-- Information follows --

Issue #2687, opened 2026-07-27
kia 64 kWh FD battery


QmatiQ:
Please add an option to enable the use of two batteries:
Battery 1 - CAN-A FD (MCP2515)
Battery 2 - CAN FD (MCP2518 add-on)
Inverter: Pylontech HV battery via CAN bus - CAN B (native)
LilyGo T-2CAN FD
Contactors controlled via GPIO - No
MQTT - Yes

QmatiQ:
Hello, there will be a chance to add a second battery as mentioned above in the topic....

nagyrobi:
Please try the testing binary in PR https://github.com/dalathegreat/Battery-Emulator/pull/2855
Post your test results there.

QmatiQ:
The batteries have already been tested individually. Now I'll test them in a dual configuration. Thank you very much for adding the option of a second battery.

<img width="1080" height="2340" alt="Image" src="https://github.com/user-attachments/assets/ada6ead6-7aed-43a3-bedd-00068196c5a5" />

<img width="1080" height="2340" alt="Image" src="https://github.com/user-attachments/assets/a9447251-073e-4360-89f5-f06c3e4d3fd8" />

nagyrobi:
> The batteries have already been tested individually. 

The reason fir separate individual test from dual setup is that the driver was modified in BE for single setup too.

QmatiQ:
everything is fine, then I will also test the batteries individually..

nagyrobi:
Also, what batteries are these so small?

QmatiQ:
kia niro z 2024r 11 kwh a can FD

nagyrobi:
Give the part number please so we can add to wiki

QmatiQ:
Kia Niro Hybrid 37501-AT510 11 kWh

QmatiQ:
<img width="1049" height="1031" alt="Image" src="https://github.com/user-attachments/assets/9d0554da-5447-4a2d-9764-5258292ce85e" />
<img width="1080" height="1062" alt="Image" src="https://github.com/user-attachments/assets/9f61397e-52f9-4e06-b2f0-37e2a780b49b" />

PR #2855, opened 2026-08-21
Add double battery support for Kia 64kWh FD

nagyrobi:
# Add double battery support for Kia 64kWh FD

## What
Enables the double battery option for the Kia 64kWh FD integration, so two FD packs can run in parallel on separate CAN-FD buses. Triple battery is deliberately not offered for this integration.

## Why
User request in https://github.com/dalathegreat/Battery-Emulator/issues/2687. The FD integration was the only 64kWh Kia variant without parallel battery support, unlike the Kia/Hyundai 64/40kWh integration next to it. Triple is excluded because only two physically distinct CAN-FD buses exist.

## How
Adds the second-battery constructor and moves all pack state behind a `datalayer_battery` pointer, matching the pattern used by the other double-capable integrations. Registers the type in `battery_supports_double()` and the `battery2` switch. Contactor permission now goes through the `allows_contactor_closing` pointer instead of the hardcoded global.

## Notes

- `CANFD_NATIVE` and `CANFD_ADDON_MCP2518` are served by the same MCP2518 controller (see `transmit_can_frame_to_interface()` and `receive_canfd()` in `comm_can.cpp`), leaving `CANFD_ADDON_MCP2518_2` as the only separate FD bus. Hence double, not triple. This is documented in a comment above `battery_supports_triple()`.
- Requires hardware with a second MCP2518 (`MCP2517_CS2()` / `INT2()`): Becom, Stark, and the FD variant of LilyGo 2-CAN.
- `write_cell_voltages()` becomes a member function; it previously wrote to `datalayer.battery` directly as a free function. The loop counter changes from `size_t` to `int` to silence the signed/unsigned comparison.
- Two global reads are intentional and match `CMFA-EV-BATTERY.cpp` and `KIA-HYUNDAI-64-BATTERY.cpp`: the charge/discharge overrides are only populated from NVM on the primary datalayer, and `battery_protocol` is a single system-wide string.

## Testing
- `clang-format` clean (v22.1.8, matching `.pre-commit-config.yaml`).
- Not yet tested on hardware with two physical FD packs.

### DIFF
--- a/Software/src/battery/BATTERIES.cpp
+++ b/Software/src/battery/BATTERIES.cpp
@@ -432,8 +432,7 @@ void setup_battery() {
         // Double only: needs a CAN-FD bus of its own, and only two exist.
         // See the comment on battery_supports_triple() above.
         case BatteryType::Kia64FD:
-          battery2 = new Kia64FDBattery(&datalayer.battery2, &datalayer_extended.Kia64FD_2, can_config.battery_double,
-                                        &datalayer.system.status.battery2_allowed_contactor_closing);
+          battery2 = new Kia64FDBattery(&datalayer.battery2, &datalayer_extended.Kia64FD_2, can_config.battery_double);
           break;
         case BatteryType::KiaHyundai64:
           battery2 = new KiaHyundai64Battery(&datalayer.battery2, &datalayer_extended.KiaHyundai64_2,
--- a/Software/src/battery/BATTERIES.cpp
+++ b/Software/src/battery/BATTERIES.cpp
@@ -370,14 +370,6 @@ bool battery_supports_double(BatteryType type) {
 
 // The integrations that can be instantiated a third time on a separate
 // interface. Must match the switch in setup_battery() below.
-//
-// CAN-FD integrations must NOT be listed here. Only two physically distinct
-// CAN-FD buses exist: CANFD_NATIVE and CANFD_ADDON_MCP2518 are served by the
-// same MCP2518 controller (see transmit_can_frame_to_interface() and
-// receive_canfd() in comm_can.cpp), leaving CANFD_ADDON_MCP2518_2 as the only
-// separate one. A third FD pack would therefore have to share a bus with one
-// of the first two, which collides on both the diagnostic requests and the
-// periodic broadcasts. Such integrations are limited to double battery.
 bool battery_supports_triple(BatteryType type) {
   switch (type) {
     case BatteryType::NissanLeaf:
--- a/Software/src/battery/BATTERIES.cpp
+++ b/Software/src/battery/BATTERIES.cpp
@@ -351,6 +351,7 @@ bool battery_supports_double(BatteryType type) {
     case BatteryType::CmfaEv:
     case BatteryType::CmpSmartCar:
     case BatteryType::StellantisEcmp:
+    case BatteryType::Kia64FD:
     case BatteryType::KiaHyundai64:
     case BatteryType::MgGen1:
     case BatteryType::Pylon:
@@ -369,6 +370,14 @@ bool battery_supports_double(BatteryType type) {
 
 // The integrations that can be instantiated a third time on a separate
 // interface. Must match the switch in setup_battery() below.
+//
+// CAN-FD integrations must NOT be listed here. Only two physically distinct
+// CAN-FD buses exist: CANFD_NATIVE and CANFD_ADDON_MCP2518 are served by the
+// same MCP2518 controller (see transmit_can_frame_to_interface() and
+// receive_canfd() in comm_can.cpp), leaving CANFD_ADDON_MCP2518_2 as the only
+// separate one. A third FD pack would therefore have to share a bus with one
+// of the first two, which collides on both the diagnostic requests and the
+// periodic broadcasts. Such integrations are limited to double battery.
 bool battery_supports_triple(BatteryType type) {
   switch (type) {
     case BatteryType::NissanLeaf:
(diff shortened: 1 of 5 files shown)


nagyrobi:
@QmatiQ please test stable operation with both single and double battery setup.

dalathegreat (approved):

Software/src/battery/KIA-64FD-BATTERY.cpp
```diff
@@ -415,11 +432,14 @@ void Kia64FDBattery::transmit_can(unsigned long currentMillis) {
...
-  datalayer.battery.info.max_cell_voltage_deviation_mV = MAX_CELL_DEVIATION_MV;
+  datalayer_battery->info.number_of_cells = 96;
+  datalayer_battery->info.max_design_voltage_dV = MAX_PACK_VOLTAGE_DV;
+  datalayer_battery->info.min_design_voltage_dV = MIN_PACK_VOLTAGE_DV;
+  datalayer_battery->info.max_cell_voltage_mV = MAX_CELL_VOLTAGE_MV;
+  datalayer_battery->info.min_cell_voltage_mV = MIN_CELL_VOLTAGE_MV;
+  datalayer_battery->info.max_cell_voltage_deviation_mV = MAX_CELL_DEVIATION_MV;
+
+  if (allows_contactor_closing) {
+    *allows_contactor_closing = true;
```
jonny5532, line 445: There seems to be confusion about how this should work, between different batteries.

My understanding is:
- The 2nd/3rd batteries get passed a pointer to the datalayer `battery[23]_allowed_contactor_closing`  in their constructors, and keep it internally.
- This is an INPUT, to the battery, indicating whether it should close or open contactors (see `parallel_safety.cpp`)
- Therefore the battery itself should never write to it.

This battery doesn't seem to allow contactors to be controlled anyway, so people will be using GPIO ones, and writing to `battery[23]_allowed_contactor_closing` may result in contactor closing (see `handle_contactors_battery2`) earlier than expected.

Software/src/battery/BATTERIES.cpp
```diff
@@ -369,6 +370,14 @@ bool battery_supports_double(BatteryType type) {
 
 // The integrations that can be instantiated a third time on a separate
 // interface. Must match the switch in setup_battery() below.
+//
+// CAN-FD integrations must NOT be listed here. Only two physically distinct
```
jonny5532: I suspect it is only a matter of time until someone makes a 3xFD board, will you go through and remove all these comments then?

Software/src/battery/KIA-64FD-HTML.h
```diff
@@ -0,0 +1,41 @@
...
+    content += "<h4>SOC (display): " + String(data.SOC_Display / 10.0f, 1) + " %</h4>";
+    content += "<h4>SOC (estimated from lowest cell): " + String(data.SOC_estimated_lowest / 100.0f, 2) + " %</h4>";
+    content += "<h4>SOC (estimated from highest cell): " + String(data.SOC_estimated_highest / 100.0f, 2) + " %</h4>";
+    content += "<h4>SOH: " + String(data.batterySOH / 10.0f, 1) + " %</h4>";
+    content += "<h4>Allowed charge power: " + String(data.allowedChargePower / 100.0f, 2) + " kW</h4>";
+    content += "<h4>Allowed discharge power: " + String(data.allowedDischargePower / 100.0f, 2) + " kW</h4>";
+    content += "<h4>Highest cell: no " + String(data.CellVmaxNo) + "</h4>";
+    content += "<h4>Lowest cell: no " + String(data.CellVminNo) + "</h4>";
+    content += "<h4>12V voltage: " + String(data.leadAcidBatteryVoltage / 10.0f, 1) + " V</h4>";
+    content += "<h4>Inverter voltage: " + String(data.inverterVoltage) + " V</h4>";
```
jonny5532, line 28: Very minor, but the appending trick using a short operator template:

```C++
template <typename T>
inline String& operator<<(String& str, const T& value) {
  str += value;
  return str;
}
```

Will reduce the code size and impact of this string concatenation (see `String CmfaEvBattery::get_uds_info_html()`). Given we keep repeating the template, maybe it should be in a util (although it's inlined anyway), although I quite like having it near the code in question so people can see what is going on. Doesn't help with the `String(val, 2.0)` formatting ones though.

nagyrobi: I'd say let's handle this in the new UI

Software/src/battery/KIA-64FD-BATTERY.cpp
nagyrobi: The confusion you point at is real and it appears to reflect from the codebase. There are two conventions sharing one name:

- `allows_contactor_closing` as an **output**: the battery decides and writes.
  NissanLeaf, TestFake, BMW i3 and KiaHyundai64 all set it to `nullptr` in the
  second-battery constructor and guard every write.
- KiaHyundai64 and BMW i3 then take the **input** through a separately named
  `contactor_closing_allowed` pointer, which is what actually receives
  `&battery2_allowed_contactor_closing`.
- Relion is the odd one out: it takes `battery2_allowed_contactor_closing` into a
  pointer named `allows_contactor_closing` and only ever reads it. Same name,
  opposite direction.

Claude had followed the Relion spelling while writing to it, which combines the worst of both.

I had no chance to catch this. Sorry for that.

nagyrobi:
@QmatiQ please retest

QmatiQ:
@nagyrobi  On one as well as on a double battery the data is read correctly, only on the battery information the inverter voltage shows too high.

QmatiQ:
Screenshot_20260824_111610_Chrome
Screenshot_20260824_111604_Chrome

nagyrobi:
@QmatiQ did you try the new binary 48e81e1?
Screenshots are not visible

QmatiQ:
@nagyrobi Yes I tried the new binary 48e81e1

QmatiQ:
Screenshot_20260824_112138_Chrome
Screenshot_20260824_111801_Chrome

QmatiQ:
would it be possible for the BE to control the contactors via BMS? Kia Niro II Hybrid 37501-AT510
Screenshot_20260826_083656_WhatsApp (1)
Screenshot_20260826_083712_WhatsApp (1)

nagyrobi:
Make a new issue please as feature request

QmatiQ:
ok, thank you for your answer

-- Information concluded --

> **What you need to do**: Check each line above for the word "width" and copy the ones that have it.

> **Solution to the problem**:
<img width="1080" height="2340" alt="Image" src="https://github.com/user-attachments/assets/ada6ead6-7aed-43a3-bedd-00068196c5a5" />
<img width="1080" height="2340" alt="Image" src="https://github.com/user-attachments/assets/a9447251-073e-4360-89f5-f06c3e4d3fd8" />
<img width="1049" height="1031" alt="Image" src="https://github.com/user-attachments/assets/9d0554da-5447-4a2d-9764-5258292ce85e" />
<img width="1080" height="1062" alt="Image" src="https://github.com/user-attachments/assets/9f61397e-52f9-4e06-b2f0-37e2a780b49b" />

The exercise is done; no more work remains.